• Exercise brief:
Quote the entries below from the line with "Close #3439" through the line with "Thanks - I think", both ends included, and only those lines.

• Dataset content:

PR #3651, opened 2015-02-28
Round 3 of batch-closing obsolete issues

mcornella:
## 62 issues closed

The reason for closing each issue is explained in the issue itself

Close #1514
Close #2113
Close #2178
Close #2354
Close #2356
Close #2755
Close #2933
Close #2942
Close #2972
Close #2985
Close #2987
Close #3013
Close #3015
Close #3016
Close #3024
Close #3064
Close #3096
Close #3107
Close #3136
Close #3179
Close #3190
Close #3207
Close #3208
Close #3212
Close #3246
Close #3249
Close #3258
Close #3285
Close #3288
Close #3306
Close #3325
Close #3346
Close #3356
Close #3360
Close #3370
Close #3379
Close #3383
Close #3384
Close #3398
Close #3437
Close #3439
Close #3446
Close #3487
Close #3492
Close #3529
Close #3539
Close #3621
Close #3634
Close #3720
Close #3722
Close #3734
Close #3769
Close #3799
Close #3816
Close #3828
Close #3829
Close #3834
Close #3855
Close #3873
Close #3883
Close #3904
Close #3949

PR #3943, opened 2015-05-31
Add --all flag to brew update command

robertd:


Kriechi:
Thanks - I think we already got like 42 PRs fixing this very same thing.
The most promising one would be #3809 (@ncanceill)

mcornella:
This will be fixed when #3809, which will be imminent. I'm adding it to #3651.

DomT4:
You may wish to hold off on that for now. Reversal is under discussion in https://github.com/Homebrew/homebrew/pull/40372.

mcornella:
You're absolutely right. Let's make sure that's not pushed then: https://github.com/Homebrew/homebrew/commit/a45a34db0b2c66f626f3724ae9a52563b4aa94b5

robertd:
Looks like they reverted it. Closing the issue.

mcornella:
Thanks @robertd and @DomT4

PR #3950, opened 2015-06-03
Xcode plugin: use regexp to find projects or workspaces

Palleas:
In a project I'm working on, there are `xcconfig`s files in the project's root directory, which means that 
using the `xc` alias finds and opens the first one instead of the workspace or the project. 
Using `grep` with a regexp fixes this.

### DIFF
--- a/plugins/xcode/xcode.plugin.zsh
+++ b/plugins/xcode/xcode.plugin.zsh
@@ -1,6 +1,6 @@
 #xc function courtesy of http://gist.github.com/subdigital/5420709
 function xc {
-  xcode_proj=`ls | grep "\.xc" | sort -r | head -1`
+  xcode_proj=`ls | grep -E "\.(xcworkspace|xcodeproj)" | sort -r | head -1`
   if [[ `echo -n $xcode_proj | wc -m` == 0 ]]
   then
     echo "No xcworkspace/xcodeproj file found in the current directory."


Palleas:
Is there anything I can do to get this PR merged?

mcornella:
As is now, the `xc` function shouldn't even be working, since `ls` only lists by default non-hidden files (those beginning with a dot are hidden). Are you sure this works?

Palleas:
Yes I'm using it right now. Be don't care about hidden files, the one we care about (project/workspace) aren't hidden.

mcornella:
Ok, this must be a particularity of OSX then, in Linux **all** files and folders beginning with a dot are hidden. Ok then, I can confirm that using this fix the `.xcodeproj` file will be selected instead of the `.xconfig` file:
```
$ ls -A
.xcodeproj  .xconfig
$ ls -A | grep "\.xc" | sort -r | head -1
.xconfig
$ ls -A | grep -E "\.(xcworkspace|xcodeproj)" | sort -r | head -1
.xcodeproj
```
**and** it will also prevent other `.xc*` files from being selected instead.

That said, a native zsh solution is preferred and if we're gonna fix it, let's fix it right. We can substitute the whole thing for just: 
```zsh
print -nl .{xcworkspace,xcodeproj}(N) | head -1
```

mcornella:
UPDATE: we could do it better by removing the `print` and using zsh arrays, like in [this answer from stackoverflow](http://unix.stackexchange.com/a/26825). And while we're at it we will `local`ize the `xcode_proj` variable.

Here's a diff ready to [apply](http://git-scm.com/docs/git-apply):
```diff
diff --git a/plugins/xcode/xcode.plugin.zsh b/plugins/xcode/xcode.plugin.zsh
index 1d1205b..82fe0e9 100644
--- a/plugins/xcode/xcode.plugin.zsh
+++ b/plugins/xcode/xcode.plugin.zsh
@@ -1,12 +1,12 @@
 #xc function courtesy of http://gist.github.com/subdigital/5420709
 function xc {
-  xcode_proj=`ls | grep "\.xc" | sort -r | head -1`
-  if [[ `echo -n $xcode_proj | wc -m` == 0 ]]
-  then
+  local xcode_proj
+  xcode_proj=(.{xcworkspace,xcodeproj}(N))
+  if [[ ${#xcode_proj} -eq 0 ]]; then
     echo "No xcworkspace/xcodeproj file found in the current directory."
   else
-    echo "Found $xcode_proj"
-    open "$xcode_proj"
+    echo "Found ${xcode_proj[1]}"
+    open "${xcode_proj[1]}"
   fi
 }
```

mcornella:
Also, you can go ahead and put `Fixes #3259` in your PR description to autoclose PR #3259.

tresni:
Shouldn't this be closed due to #4235 being merged?

mcornella:
Yes thank you.

PR #3959, opened 2015-06-06
  Add plugin for dnf (New package manager and package management library for Fedora) based in yum plugin

fjospinas:


octagonal:
Wouldn't it be better if they were aliased as `di` instead of `dnfi`?

mcornella:

PR #3961, opened 2015-06-07
Update aliases in laravel5.plugin.zsh file

scrubmx:
Some minor changes to the aliases.
* removed php artisan dump-autoload since is no longer a command in laravel 5
* updated the la5routes alias to the new version of the command
* added a la5vendor alias to publish assets from vendor packages


ncanceill:
Thanks!

PR #3962, opened 2015-06-07
Use local command properly in plugins/git/git.plugin.zsh

devunt:
zsh `local` command will print out pair or variable name and value if it has value. [1]

What supposed to happen is:
screenshot from 2015-06-07 16 49 57

What actually happend is:
screenshot from 2015-06-07 16 38 18

[1] http://zsh.sourceforge.net/Doc/Release/Shell-Builtin-Commands.html

### DIFF
--- a/plugins/git/git.plugin.zsh
+++ b/plugins/git/git.plugin.zsh
@@ -1,5 +1,4 @@
 # Query/use custom command for `git`.
-local git_cmd=
 zstyle -s ":vcs_info:git:*:-all-" "command" git_cmd
 : ${git_cmd:=git}
 
@@ -12,7 +11,7 @@ zstyle -s ":vcs_info:git:*:-all-" "command" git_cmd
 # Using '--quiet' with 'symbolic-ref' will not cause a fatal error (128) if
 # it's not a symbolic ref, but in a Git repo.
 function current_branch() {
-  local ref=
+  local ref
   ref=$($git_cmd symbolic-ref --quiet HEAD 2> /dev/null)
   local ret=$?
   if [[ $ret != 0 ]]; then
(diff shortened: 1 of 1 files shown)


devunt:
CC: @ncanceill

apjanke:
The real issue is that this code is using `local` outside a function call. When used inside a function call, `local <varname>` does not produce output. That `local git_cmd` that's sitting outside a function doesn't actually localize the variable: `zsh` variables are dynamically, not lexically scoped. You may as well just remove that `local`: the way plugins are loaded now, it's not doing anything, and if the plugin were loaded from inside a function call, localizing it would probably break things.

devunt:
I know that the bash `local` command can't be used from the outside of function, but is the zsh same?

apjanke:
Local variables in `zsh` work the same as local variables in `bash`. But the `local` command in `zsh` is slightly different: you *can* call it outside a function. It just probably won't do what you want. Basically, you should only use local variables in `zsh` the same places where you would use them in `bash`. Inside functions, or in code that's only going to get called from inside a function.

apjanke:
The presence of this `local` may be causing #3963. The error message sounds like it's related.

ncanceill:
@devunt would you be so kind as to fetch my fork and cherry-pick 6c29041 to see if it fixes your issue?

devunt:
@ncanceill it works like a charm.

ncanceill:
Awesome! this will be merged as soon as the other issues are solved.

devunt:
Then should I close this pr now?

ncanceill:
You can, but even if you omit to do so, this will close when #3990 gets merged.

PR #3966, opened 2015-06-08
Make spectrum_ls implementation consistent with $FG and spectrum_bls

### LINKED ISSUE #3964: Does spectrum_ls() work?
I've been looking at `lib/spectrum.zsh` since I've been working on prompt color stuff lately.

Does the `spectrum_ls()` function work? It says it displays all 256 colors, but when I run it, only the first 8 or so lines are colored, and the rest are in the default color. This happens on OS X 10.9, Windows 7, and Debian 7.

screen shot 2015-06-08 at 6 38 56 am

Here's the implementation.

```shell
# Show all 256 colors with color number
function spectrum_ls() {
  for code in {000..255}; do
    print -P -- "$code: %F{$code}$ZSH_SPECTRUM_TEXT%f"
  done
}
```

Instead of using the `${FG[n]}` control sequences it defined itself, it's using zsh's `%F...%f` prompt color controls. I don't think those support 256-color numeric codes; only the basic ANSI colors.

If I rewrite it using the control sequences instead of prompt color controls, then all 256 colors are shown as being colored.

```zsh
# Show all 256 colors with color number
function spectrum_ls2() {
  for code in {000..255}; do
    print -P "$code: ${FG[$code]}$ZSH_SPECTRUM_TEXT${FX[reset]}"
  done
}
```

screen shot 2015-06-08 at 6 46 04 am

Am I missing something here?

apjanke:
Fixes #3964 

The current `spectrum_ls` is using `%F/%f` prompt codes. These don't seem to support 256 colors. This changes it to use the control sequences it's defined in `$FG`.

Also adjusts the spectrum_bls implementation so the leading number is not included in the coloration, to ensure that it's always readable, even when the background color being displayed is close to the foreground text color.

### DIFF
--- a/lib/spectrum.zsh
+++ b/lib/spectrum.zsh
@@ -25,13 +25,13 @@ ZSH_SPECTRUM_TEXT=${ZSH_SPECTRUM_TEXT:-Arma virumque cano Troiae qui primus ab o
 # Show all 256 colors with color number
 function spectrum_ls() {
   for code in {000..255}; do
-    print -P -- "$code: %F{$code}$ZSH_SPECTRUM_TEXT%f"
+    print -P -- "$code: %{$FG[$code]%}$ZSH_SPECTRUM_TEXT%{$reset_color%}"
   done
 }
 
 # Show all 256 colors where the background is set to specific color
 function spectrum_bls() {
   for code in {000..255}; do
-    print -P -- "$BG[$code]$code: $ZSH_SPECTRUM_TEXT %{$reset_color%}"
+    print -P -- "$code: %{$BG[$code]%}$ZSH_SPECTRUM_TEXT%{$reset_color%}"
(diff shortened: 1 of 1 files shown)


apjanke:
Oops... looks like problem was just with my terminal configuration, not `spectrum_ls`. Closing without merging.

apjanke:
I'm reopening this PR, because I think this is still the right implementation. 

Even though I could get the current implementation to display all 256 colors by tweaking my `$TERM` setting, `spectrum_ls` is part of `spectrum`, and it should expose exactly what `$FG` contains, not what Zsh's `%F` supports, even though in many cases they should be the same thing.

This change gets `spectrum_ls` to match `$FG` exactly, and to be consistent with the behavior of `spectrum_bls`.

PR #3967, opened 2015-06-08
Allow the systemd plugin to work when sudo is not installed.

xaqq:
Problem: The systemd plugin requires sudo to be installed.
The plugin set-up aliases sc-\* for each systemctl command, and
prefix the alias with sudo so they can be used from non-root
account. However, this doesn't work if "sudo" is not installed.

Solution: Do not prefix the alias with "sudo" when they
are created for the root account.

This doesn't change anything for non-root user, but allows
root user to use the plugin even when sudo is not available
on the machine.

### DIFF
--- a/plugins/systemd/systemd.plugin.zsh
+++ b/plugins/systemd/systemd.plugin.zsh
@@ -8,4 +8,9 @@ sudo_commands=(
   link load cancel set-environment unset-environment)
 
 for c in $user_commands; do; alias sc-$c="systemctl $c"; done
-for c in $sudo_commands; do; alias sc-$c="sudo systemctl $c"; done
+# Do not use sudo for root user
+if [ "`id -u`" = "0" ]; then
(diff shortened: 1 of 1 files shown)


plugins/systemd/systemd.plugin.zsh
```diff
@@ -8,4 +8,9 @@ sudo_commands=(
   link load cancel set-environment unset-environment)
 
 for c in $user_commands; do; alias sc-$c="systemctl $c"; done
-for c in $sudo_commands; do; alias sc-$c="sudo systemctl $c"; done
+# Do not use sudo for root user
+if [ "`id -u`" = "0" ]; then
```
blueyed: You should use `$UID` here instead - avoids a subshell: `if [[ $UID == 0 ]]; then`

mcornella:
I don't see a demand for this, sudo is normally installed. Reopen if I'm wrong. In the meantime, you can use `alias sudo=''` to be able to use `sudo` commands anyway.

PR #3969, opened 2015-06-08
web-search.plugin.zsh: add stackoverflow searches for common languages

vitorgalvao:
Not sure if desirable, but could come in handy, and show off a bit more of the usefulness of the plugin.


mcornella:
Hi @vitorgalvao, thank you for that, I didn't know this functionality of duckduckgo. That said, I wouldn't put all those aliases in it. Maybe just define the one `stackoverflow` alias and put the rest as examples in a README for the web-search plugin (which is still pending to be written).

Also, keep in mind that the `frontend-search` already has a stackoverflow alias but it uses the stackoverflow website directly.

Thanks again

vitorgalvao:
That sounds more like the appropriate place.

PR #3977, opened 2015-06-09
Git plugin conflict with gdc (GNU D Compiler)

CorvinM:
Added check for gdc compiler before adding the conflicting gdc alias in the git plugin


plugins/git/git.plugin.zsh
```diff
@@ -80,7 +80,12 @@ alias gcp='git cherry-pick'
 alias gcs='git commit -S'
 
 alias gd='git diff'
+
+#Dont add alias if gdc (GCC D Compiler) is present
+command -v gdc >/dev/null 2>&1 || {
```
blueyed: You can use zsh's `$commands` array, e.g. `if (( $+commands[gdc] )); then …`, or `if [[ -n "${commands[gdc]}" ]]`.

That should be provided through a `safe_alias` function though (see https://github.com/robbyrussell/oh-my-zsh/issues/3682#issuecomment-79344414).

blueyed:
I think this PR can be closed in favour of #3990.

ncanceill:
Wait, we yet have to agree on a replacement alias and include it in #3990.

ncanceill:
But yes, this will be closed by #3990 anyway.

juanpastas:
I don't understand, this means that if I have if gdc is not showing git diff it should show some thing about gcc d compiler?

I don't have that compiler, but still I need to use gdca, is that correct?

blueyed:
@juanpastas 
The idea is to not setup a `gdc` alias if there is a `gdc` program.

(your question is not really clear to me however)

juanpastas:
What I meant is that gdc says command not found, while instead of that it
should output cached diff.

But this does not happen because it was just changed to gdca, but not
actually detecting if gdc overlaps other command.

blueyed:
Yes, it was changed for now, but might come back.
See https://github.com/robbyrussell/oh-my-zsh/pull/3990#issuecomment-111175759 and following comments.

juanpastas:
Thanks.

• Answer to this exercise:
Close #3439
Close #3446
Close #3487
Close #3492
Close #3529
Close #3539
Close #3621
Close #3634
Close #3720
Close #3722
Close #3734
Close #3769
Close #3799
Close #3816
Close #3828
Close #3829
Close #3834
Close #3855
Close #3873
Close #3883
Close #3904
Close #3949

PR #3943, opened 2015-05-31
Add --all flag to brew update command

robertd:


Kriechi:
Thanks - I think we already got like 42 PRs fixing this very same thing.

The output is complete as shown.